Quand le maïs égréné devient une prière solidaire
13.03.26 07:15
À Kavumu, une centaine de jeunes se préparent au baptême. Deux fois par semaine, ils participent aux traveaux des champs pour la paroisse. Ainsi reçoivent-ils en même temps une catéchèse et une formation agricole.

Située dans l’agglomération de Bukavu (Sud-Kivu – Congo RDC), Kavumu est une nouvelle cité rurale de près de 150'000 habitants qui grossit par l’afflux d’une population fuyant les villages en forêt pour échapper à la guerre. Dans cette ville occupée depuis le 14 février 2025 par les forces du M23 affiliées au Rwanda, la jeunesse manque de perspectives professionnelles à l’issue de la scolarité obligatoire. Ceux qui se destinent aux études supérieures n’ont aucune garantie d’embauche par la suite et les autres jeunes sont livrés à eux-mêmes, car il n’y a pas d’école professionnelle pour apprendre un métier qu’ils pourraient exercer au service du plus grand nombre.
Dans ce contexte, la paroisse catholique de Kavumu cherche à transmettre à sa jeunesse une espérance chrétienne qui soit le plus possible chevillée à un avenir professionnel. C’est ainsi qu’actuellement, une centaine de jeunes se préparant au baptême travaillent deux après-midis par semaine dans les champs de la paroisse. Cela fait partie intégrante de leur catéchèse. Les familles des catéchumènes n’ont souvent pas même un petit lopin de terre autour de leur maison. Les champs de la paroisse deviennent un lieu d’apprentissage, les catéchumènes y apprennent à travailler ensemble sous la houlette du jeune abbé Daniel, prêtre de la paroisse et directeur d’une école secondaire. Lui aussi retrousse ses manches pour prendre part à l’œuvre commune. Sans signe distinctif, il me fait penser à Jésus simplement présent au milieu de nous.

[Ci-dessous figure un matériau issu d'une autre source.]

Issue #7782, opened 2023-08-09
Sorbet type checking


JamieMagee:
### Code improvement description

[Sorbet][1] is a type checker for Ruby. It allows for gradual addition of types to an existing codebase and can work for both static and runtime type checking.

Currently, this issue is mainly a placeholder.

- [x] Migrate `Layout/DotPosition` from `trailing` to `leading`

    Sorbet made 1 intentional compatibility break with Ruby syntax relating to multiline method calls which match Ruby keywords. Unfortunately, this happens quite often for RSpec's matchers. For example `and`, `or`, etc.

    The fix is to switch from enforcing `trailing` dot position to `leading` with Rubocop, to ensure compatibility with Sorbet. This can be done automatically, but is going to result in a very large diff.

    - https://srb.help/2001
    - https://github.com/sorbet/sorbet/pull/1993
    - #7789 

- [x] The above change is going to result in a rather large git diff. To preserve the usefulness of `git blame` a `.git-blame-ignore-revs` file should be added at the root of the repository with the git object ID of the above commit.

    - https://github.blog/changelog/2022-03-24-ignore-commits-in-the-blame-view-beta/
    - #7992 

- [x] Install Sorbet and its dependencies.

    - https://sorbet.org/docs/adopting#step-1-install-dependencies
    - #8007 

- [x] Initialise Sorbet

    - https://sorbet.org/docs/adopting#step-2-initialize-sorbet-in-our-project
    - #8012

- [x] Fix any initial errors

    - https://sorbet.org/docs/adopting#step-4-fix-constant-resolution-errors

- [x] Enforce static type checking as part of the build process

    - https://sorbet.org/docs/adopting#step-5-enable-type-checking
    - #8017

- [x] Install and enable the Sorbet RuboCop rules

    - https://github.com/Shopify/rubocop-sorbet
    - #8016 

- [x] Add the Sorbet Visual Studio Code extension to the list of recommended extensions, as well as the Dev Container configuration

    - https://marketplace.visualstudio.com/items?itemName=sorbet.sorbet-vscode-extension
    - #8018

[1]: https://sorbet.org/

JamieMagee:
At this point, I think all of the initialization and setup is complete. Now the work of adding types begins.

yeikel:
Something I noticed is that the Sorbet scan always runs. Perhaps it should only run if there are changes to Ruby files? 

[...]

PR #8007, opened 2023-09-11
Add sorbet dependencies

JamieMagee:
Part of #7782 and step 1 of the [adopting Sorbet in an existing codebase][1] guide.

This will be followed with step 2 [initializing sorbet][2]

[1]: https://sorbet.org/docs/adopting#step-1-install-dependencies
[2]: https://sorbet.org/docs/adopting#step-2-initialize-sorbet-in-our-project

### DIFF
--- a/updater/Gemfile.lock
+++ b/updater/Gemfile.lock
@@ -27,6 +27,7 @@ PATH
       octokit (>= 4.6, < 7.0)
       parser (>= 2.5, < 4.0)
       psych (~> 5.0)
+      sorbet-runtime (~> 0.5)
       toml-rb (>= 1.1.2, < 3.0)
 
 PATH
@@ -282,6 +283,7 @@ GEM
       faraday (>= 0.17.3, < 3)
     sentry-raven (3.1.2)
       faraday (>= 1.0)
+    sorbet-runtime (0.5.11011)
     stringio (3.0.6)
     terminal-table (3.0.2)
       unicode-display_width (>= 1.1.1, < 3)
--- a/common/dependabot-common.gemspec
+++ b/common/dependabot-common.gemspec
@@ -39,6 +39,7 @@ Gem::Specification.new do |spec|
   spec.add_dependency "octokit", ">= 4.6", "< 7.0"
   spec.add_dependency "parser", ">= 2.5", "< 4.0"
   spec.add_dependency "psych", "~> 5.0"
+  spec.add_dependency "sorbet-runtime", "~> 0.5"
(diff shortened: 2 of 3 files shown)


Nishnha (commented):
Hmm not sure what the difference between adding these gems here versus https://github.com/dependabot/dependabot-core/blob/main/common/dependabot-common.gemspec is.

JamieMagee:
Yeah, I was torn too. But given the VSCode integration gems are installed here, it seemed like the more appropriate place for the Sorbet gems as well.

Nishnha (commented):
Well the `omnibus` uses the `common` gemspec so I guess it doesn't really matter where we install them as long as these tools are accessible from a `bin/docker-dev-shell` container

mctofu:
> Hmm not sure what the difference between adding these gems here versus https://github.com/dependabot/dependabot-core/blob/main/common/dependabot-common.gemspec is.

If we will need it to be available when running/testing the individual ecosystem gems it should go in dependabot-common.

JamieMagee:
Yes, they'll be needed to power both IDE integrations, as well as in individual ecosystems. I'll move them to common.

Nishnha:
Hmm maybe it's me but that didn't work. Did I run it right?

```
$ git checkout jamiemagee/add-sorbet
> branch 'jamiemagee/add-sorbet' set up to track 'jamie/jamiemagee/add-sorbet'.
> Switched to a new branch 'jamiemagee/add-sorbet'

$ script/build bundler
> [+] Building 42.0s (43/43) FINISHED

[dependabot-core-dev] ~ $ cd bundler
[dependabot-core-dev] ~/bundler $ bundle install
> Resolving dependencies...

[dependabot-core-dev] ~/bundler $ bundle exec sorbet
> bundler: command not found: sorbet
> Install missing gem executables with `bundle install`
```

Nishnha (approved):

updater/Gemfile.lock
```diff
@@ -27,6 +27,7 @@ PATH
       octokit (>= 4.6, < 7.0)
       parser (>= 2.5, < 4.0)
       psych (~> 5.0)
+      sorbet-runtime (~> 0.5)
```
jurre, line 30: Why are these (only) in the _updater_ lockfile? 🤔 I'd expect the to be in the `common` lockfile instead?

JamieMagee: `Gemfile.lock` is explicitly ignored in `.gitignore` _except_ for in `updater`:

https://github.com/dependabot/dependabot-core/blob/ff4b17e9b2c742987a252099c26d182ca2408eda/.gitignore#L9-L11

PR #8013, opened 2023-09-12
raise exceptions when PR creation fails

jakecoffman:
We sometimes see reports of PRs failing to create, but the logs have no information in them. I suspect part of this is due to these errors that are being swallowed up as expected.

So I've removed that and replaces a few blank `return`s with `raise` so we can see when those cases are happening.


common/lib/dependabot/pull_request_creator/github.rb
```diff
@@ -42,8 +42,8 @@ def initialize(source:, branch_name:, base_commit:, credentials:,
       end
 
       def create
-        return if branch_exists?(branch_name) && unmerged_pull_request_exists?
-        return if require_up_to_date_base? && !base_commit_is_up_to_date?
+        raise "Unmerged PR exists" if branch_exists?(branch_name) && unmerged_pull_request_exists?
+        raise "Base commit is not up to date" if require_up_to_date_base? && !base_commit_is_up_to_date?
```
abdulapopoola, line 46: [newbie q] will these errors get surfaced to the user or will they be currently visible in the logs?

jakecoffman: These will be in the logs, but there is another effort to show the errors to the users as well.

mctofu (approved):

PR #8926, opened 2024-01-29
Retry transient git clone errors

JamieMagee:
This change allows for Dependabot to retry transient git errors with an exponential backoff. The errors below are either ones we've seen from telemetry, or possible errors in git source code.

The current backoff strategy is configured to retry 5 times, with sleep times of 3, 6, 12, 24, and 48 seconds.

### DIFF
--- a/common/lib/dependabot/file_fetchers/base.rb
+++ b/common/lib/dependabot/file_fetchers/base.rb
@@ -809,7 +809,11 @@ module Dependabot
             if GIT_RETRYABLE_ERRORS.any? { |error| error.match?(e.message) } && retries < 5
               retries += 1
               # 3, 6, 12, 24, 48, ...
-              sleep((2 ^ (retries - 1)) * 3)
+              sleep_seconds = (2 ^ (retries - 1)) * 3
+              Dependabot.logger.warn(
+                "Failed to clone repo #{source.url} due to #{e.message}. Retrying in #{sleep_seconds} seconds..."
+              )
+              sleep(sleep_seconds)
               retry
             end
             raise unless e.message.match(GIT_SUBMODULE_ERROR_REGEX) && e.message.downcase.include?("submodule")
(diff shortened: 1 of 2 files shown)


abdulapopoola (approved):

ryanbrandenburg (approved):

jurre (approved):

jakecoffman (approved):

common/lib/dependabot/file_fetchers/base.rb
```diff
@@ -51,6 +51,24 @@ class Base
       GIT_SUBMODULE_CLONE_ERROR =
         /^fatal: clone of '(?<url>.*)' into submodule path '.*' failed$/
       GIT_SUBMODULE_ERROR_REGEX = /(#{GIT_SUBMODULE_INACCESSIBLE_ERROR})|(#{GIT_SUBMODULE_CLONE_ERROR})/
+      GIT_RETRYABLE_ERRORS =
+        T.let(
+          [
+            /remote error: Internal Server Error/,
+            /fatal: Couldn\'t find remote ref/,
```
abdulapopoola, line 58: are these all guaranteed retryable errors? Some seem to be terminal errors and maybe we shouldn't retry on them. 

On the flip side, maybe a max 3 min retry interval is not so expensive?

JamieMagee: I agree, it's hard to say whether or not all of these are retryable without retrying them. If we merge this, and telemetry shows no noticeable difference, we can re-evaluate?

In researching this, I did find that there is significant overlap with a tool the Chromium team uses[^1].

[^1]: https://chromium.googlesource.com/infra/infra/+/HEAD/go/src/infra/tools/git/retry_regexp.go#17

abdulapopoola: Makes sense; agree with you. And thanks for the Chromium link too!

common/lib/dependabot/file_fetchers/base.rb
```diff
@@ -786,6 +806,12 @@ def _clone_repo_contents(target_directory:)
 
             @submodules = find_submodules(path) if recurse_submodules_when_cloning?
           rescue SharedHelpers::HelperSubprocessFailed => e
+            if GIT_RETRYABLE_ERRORS.any? { |error| error.match?(e.message) } && retries < 5
+              retries += 1
+              # 3, 6, 12, 24, 48, ...
+              sleep((2 ^ (retries - 1)) * 3)
+              retry
```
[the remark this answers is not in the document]
JamieMagee: Added a warning

abdulapopoola (approved):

En voyant ces jeunes égréner le maïs, j’ai pensé à la prière du chapelet : un geste simple, une œuvre communautaire, un engagement concret au service de plus grand que soi.
En partenariat avec les Sœurs oblates de l’Assomption et l’association Amis de Bukavu, la communauté des prêtres de Kavumu et le conseil de la paroisse sont en train de réfléchir à l’ouverture de formations pratiques pour les jeunes afin que leur énergie soit engagée au service de tous plutôt qu’elle ne se retourne en violence, par dépit.
Au coeur d'une cité occupée et régie par les militaires, offrir un avenir professionnel aux jeunes de Kavumu est une manière concrète de laisser fleurir l’espérance et de prier pour la paix.